10. An auxiliary battery system of a plug-in electric automobile as defined in claim 9 wherein

said auxiliary battery is contained in a battery casing, and

said battery casing is an integral part of said battery cart.

11. An auxiliary battery system of a plug-in electric automobile as defined in claim 9 wherein

said hook-up means of said main body includes a horizontally disposed center piece with a V-shaped cross-section, two metal cylinders with a coaxial hole affixed to each side of said center piece,

said coupling means is ring-shaped,

said coupling means of said auxiliary battery system received by said center piece of said hook-up means, and

a slidable metal locking bar that is slidably received by said coaxial holes of said metal cylinders and said coupling means.

12. An auxiliary battery system of a plug-in electric automobile as defined in claim 8 wherein

said battery cart is removed from said main body during operation of said plug-in electric automobile.

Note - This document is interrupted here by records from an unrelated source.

PR #23, opened 2020-01-24
 Navigation

sri2k1us:
- Added responsive navigation bar
- Created pages to match app navigation points
- Mapped root to "Dashboard"
- Note - I can update the colors and Icons to match Mariah's prototype in another PR. This needs to get in asap so that people have some way to navigate and don't have to deal with ugly style breaks.

image

image

### DIFF
--- a/src/components/navigation/Navigation.js
+++ b/src/components/navigation/Navigation.js
@@ -4,20 +4,25 @@
  * A component that displays app level navigation
  */
 import React from "react";
+import intlData from "./messages";
+import ids from "./ids";
+import { build, getMessage, withI18N } from "@cyverse-de/ui-lib";
 import CloudUploadIcon from "@material-ui/icons/CloudUpload";
 import AppsIcon from "@material-ui/icons/Apps";
 import DashboardIcon from "@material-ui/icons/Dashboard";
 import AssessmentIcon from "@material-ui/icons/Assessment";
 import MoreHorizIcon from "@material-ui/icons/MoreHoriz";
-import { Button, Grid, Hidden, NoSsr, Paper } from "@material-ui/core";
+import { Button, Grid, Hidden, Paper } from "@material-ui/core";
 import { useRouter } from "next/router";
 import { makeStyles, useTheme } from "@material-ui/core/styles";
+import { injectIntl } from "react-intl";
 
 const useStyles = makeStyles((theme) => ({
     button: {
         margin: theme.spacing(1),
         "&:hover": {
             backgroundColor: theme.palette.blue,
+            color: theme.palette.white,
         },
     },
 
@@ -25,10 +30,6 @@ const useStyles = makeStyles((theme) => ({
         margin: theme.spacing(1),
         backgroundColor: theme.palette.blue,
         color: theme.palette.white,
-    },
-
-    paper: {
-        margin: theme.spacing(1),
     },
 }));
 
@@ -42,12 +43,14 @@ function Navigation(props) {
     const classes = useStyles();
     const router = useRouter();
     const { navigate } = props;
+    const theme = useTheme();
     console.log("navigate->" + navigate);
     return (
-        <Paper elevation={10} className={classes.paper}>
+        <Paper elevation={10} style={{ backgroundColor: theme.palette.lightGray }}>
             <Grid container>
                 <Grid item xs>
                     <Button
+                        id={build(ids.NAVIGATION, ids.DASHBOARD_BTN)}
                         className={
                             navigate === DASHBOARD
                                 ? classes.selectedButton
@@ -57,7 +60,7 @@ function Navigation(props) {
                             router.push("/dashboard");
                         }}
                     >
-                        <DashboardIcon /> <Hidden xsDown>Dashboard</Hidden>
+                        <DashboardIcon/> <Hidden xsDown>{getMessage("dashboard")}</Hidden>
                     </Button>
                 </Grid>
                 <Grid item xs>
@@ -71,7 +74,7 @@ function Navigation(props) {
                             router.push("/data");
                         }}
                     >
-                        <CloudUploadIcon /> <Hidden xsDown>Data</Hidden>
+                        <CloudUploadIcon/> <Hidden xsDown>{getMessage("data")}</Hidden>
                     </Button>
                 </Grid>
                 <Grid item xs>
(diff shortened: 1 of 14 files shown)


src/components/navigation/Navigation.js
```diff
@@ -0,0 +1,126 @@
...
+import { build, getMessage, withI18N } from "@cyverse-de/ui-lib";
+import CloudUploadIcon from "@material-ui/icons/CloudUpload";
+import AppsIcon from "@material-ui/icons/Apps";
+import DashboardIcon from "@material-ui/icons/Dashboard";
+import AssessmentIcon from "@material-ui/icons/Assessment";
+import MoreHorizIcon from "@material-ui/icons/MoreHoriz";
+import { Button, Grid, Hidden, Paper } from "@material-ui/core";
+import { useRouter } from "next/router";
+import { makeStyles, useTheme } from "@material-ui/core/styles";
+import { injectIntl } from "react-intl";
```
ash3rz: I didn't see this actually used anywhere - we can probably remove it

src/components/navigation/Navigation.js
```diff
@@ -0,0 +1,126 @@
...
+const DASHBOARD = "dashboard";
+const DATA = "data";
+const APPS = "apps";
+const ANALYSES = "analyses";
+const MORE = "more";
+
+function Navigation(props) {
+    const classes = useStyles();
+    const router = useRouter();
+    const { navigate } = props;
```
ash3rz: Minor, but I was a little confused what this was for at first. Maybe `activeView` or even just `selected` might be a bit more clear?

src/pages/_app.js
```diff
@@ -4,6 +4,12 @@ import theme from "../components/theme/default";
 import { ThemeProvider } from "@material-ui/core/styles";
 
 function MyApp({ Component, pageProps }) {
+    React.useEffect(() => {
+        const jssStyles = document.querySelector("#jss-server-side");
+        if (jssStyles) {
+            jssStyles.parentElement.removeChild(jssStyles);
+        }
+    }, []);
```
ash3rz: 👍

src/pages/_document.js
```diff
@@ -0,0 +1,72 @@
...
+    // 1. document.getInitialProps
+    // 2. app.render
+    // 3. page.render
+    // 4. document.render
+    //
+    // On the client
+    // 1. app.getInitialProps
+    // 2. page.getInitialProps
+    // 3. app.render
+    // 4. page.render
```
ash3rz: 👍 ✨

stories/Navigation.stories.js
```diff
@@ -0,0 +1,13 @@
...
+import Navigation from "../src/components/navigation/Navigation";
+import { storiesOf } from "@storybook/react";
+
+class NavigationTest extends Component {
+    render() {
+        return <Navigation />;
+    }
+}
+
+storiesOf("Navigation", module).add("with navigation", () => (
```
ash3rz: Could save it for another PR, but there's actually a new format that Storybook is recommending on newer versions.   https://storybook.js.org/docs/formats/component-story-format/

src/components/navigation/Navigation.js
```diff
@@ -0,0 +1,126 @@
...
+        backgroundColor: theme.palette.blue,
+        color: theme.palette.white,
+    },
+}));
+
+const DASHBOARD = "dashboard";
+const DATA = "data";
+const APPS = "apps";
+const ANALYSES = "analyses";
+const MORE = "more";
```
ash3rz: Since the other pages that use this component also have to reference these strings, maybe we should move this to a separate file that this component and the pages reference?

src/components/navigation/Navigation.js
```diff
@@ -0,0 +1,126 @@
...
+                <Grid item xs>
+                    <Button
+                        id={build(ids.NAVIGATION, ids.DASHBOARD_BTN)}
+                        className={
+                            navigate === DASHBOARD
+                                ? classes.selectedButton
+                                : classes.button
+                        }
+                        onClick={() => {
+                            router.push("/dashboard");
```
ash3rz: I'm not sure if this could end up being more trouble than it's worth, but with the data listing, I had the page control the routing instead of the component.  My thinking was if we need to change the routing for whatever reason (like maybe `analyses` needs to get changed to `jobs` because people don't know the difference between that and `apps`, just as an example), we don't have to go digging through the components.  Again, not sure if that's worth all the potential passing around or not.  Not something we have to decide now though.

src/components/navigation/Navigation.js
```diff
@@ -0,0 +1,126 @@
...
+                    </Button>
+                </Grid>
+                <Grid item xs>
+                    <Button
+                        className={
+                            navigate === DATA
+                                ? classes.selectedButton
+                                : classes.button
+                        }
+                        onClick={() => {
```
ash3rz: Just noting for another PR that we'll need to add accessibility stuff

sri2k1us: What accessibility stuff is needed for buttons ? I couldn't find aria stuff for buttons in Material UI page. I do see that these need tools tips since the button text  wont show in small screens.

src/components/navigation/Navigation.js
sri2k1us: Not sure if I follow you here. There is no corresponding page for Navigation component 🤔 . My thinking was this Navigation component will handle all the logic for navigating from one view to the other.

src/components/navigation/Navigation.js
ash3rz: Ah, never mind, buttons already have keyboard accessibility automatically.  That's what I was thinking of.  Tool tips is a good point though 👍

src/components/navigation/Navigation.js
ash3rz: Oh, right 😊 Hm... although that makes me wonder, is there not a reason to put the navigation only in the `_app` page like the `CyVerseAppBar`?

sri2k1us: Thats possible. I had it that way at one point but changed it for some reason. I can give that a shot again.

src/pages/_app.js
```diff
@@ -4,6 +4,12 @@ import theme from "../components/theme/default";
 import { ThemeProvider } from "@material-ui/core/styles";
 
 function MyApp({ Component, pageProps }) {
+    React.useEffect(() => {
+        const jssStyles = document.querySelector("#jss-server-side");
+        if (jssStyles) {
+            jssStyles.parentElement.removeChild(jssStyles);
```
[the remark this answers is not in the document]
sri2k1us: Also mentioned in my commit message!

sri2k1us:
Thanks for reviews.

PR #25, opened 2020-01-24
Add support for file uploads.

johnworth:
Files can be POSTed to the authenticated /api/upload path using a form.

A test form is available on /upload, which will be updated later for
more functionality.

A snapshot was updated due to updates to dependencies that occurred when
the requests library was added.

To try things out with your local config:
* Pull the PR.
* npm ci
* npm run dev
* Access http://localhost:3000/login in a browser and login
* Access http://localhost:3000/testing/upload in a browser and upload a file
* If successful, check for the file in the DE.

The page at `/testing/upload` will go away once a more functional upload dialog is available.

### DIFF
--- a/src/__tests__/fileio.js
+++ b/src/__tests__/fileio.js
@@ -9,11 +9,10 @@ const mockRequest = (destination, token) => {
         query: {
             destination: destination || "",
         },
+        pipe: jest.fn(),
     };
 
-    let pipe = jest.fn();
-    pipe.mockImplementation(() => req);
-    req.pipe = pipe;
+    req.pipe.mockImplementation(() => req);
     return req;
 };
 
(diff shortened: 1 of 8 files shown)


src/server/index.js
```diff
@@ -6,6 +6,7 @@ import pgsimple from "connect-pg-simple";
 
 import * as config from "./configuration";
 import * as authStrategy from "./authStrategy";
+import { uploadHandler, testUploadForm } from "./fileio";
```
psarando: I don't see this `testUploadForm` import being used anywhere in this file.
In fact, I don't see it exported from `fileio` either 🤔

src/__tests__/fileio.js
```diff
@@ -0,0 +1,68 @@
+import { configurableUploadHandler } from "../server/fileio";
+import nock from "nock";
+
+const mockRequest = (destination, token) => {
+    let req = {
```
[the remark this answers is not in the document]
johnworth: Should be fixed now.

src/server/index.js
johnworth: Should be fixed now.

13. An auxiliary battery system of a plug-in electric automobile as defined in claim 8 wherein

said auxiliary battery system includes a means to electrically connect to said main body, and a means to connect to power line to directly charge said auxiliary battery and to discharge electricity from said auxiliary battery as needed while said auxiliary battery system is parked by itself.

14. An auxiliary battery system of a plug-in electric automobile as defined in claim 8 wherein

said battery cart includes at least one adjustable platform on which said auxiliary battery is mounted, and a mechanism that adjusts height of said adjustable platform.

15. A battery cart used during loading and unloading of a battery into a plug-in electric automobile wherein

said plug-in automobile is accessible to said battery cart from longitudinally one end of said main body,

said battery cart includes at least one adjustable platform and a plurality of wheels,

said battery to be loaded into said plug-in electric automobile is mounted on said adjustable platform, and

said battery cart includes a mechanism that adjusts height of said adjustable platform.

16. A battery cart as defined in claim 15 wherein

said mechanism that adjusts height of said adjustable platform includes at least one pair of jackscrew assemblies wherein

said jackscrew assembly includes a jackscrew and a means to drive said jackscrew.

17. A battery cart as defined in claim 16 wherein

said mechanism that adjusts height of said adjustable platform includes two pairs of jackscrew assemblies wherein

each pair of said jackscrew assemblies is able to adjust height of said adjustable platform independently of each other.

18. A battery cart as defined in claim 15 wherein

said battery cart includes a plurality of roller bearings on upper surface of said adjustable platform.

20. A battery cart as defined in claim 15 wherein said wheels are casters.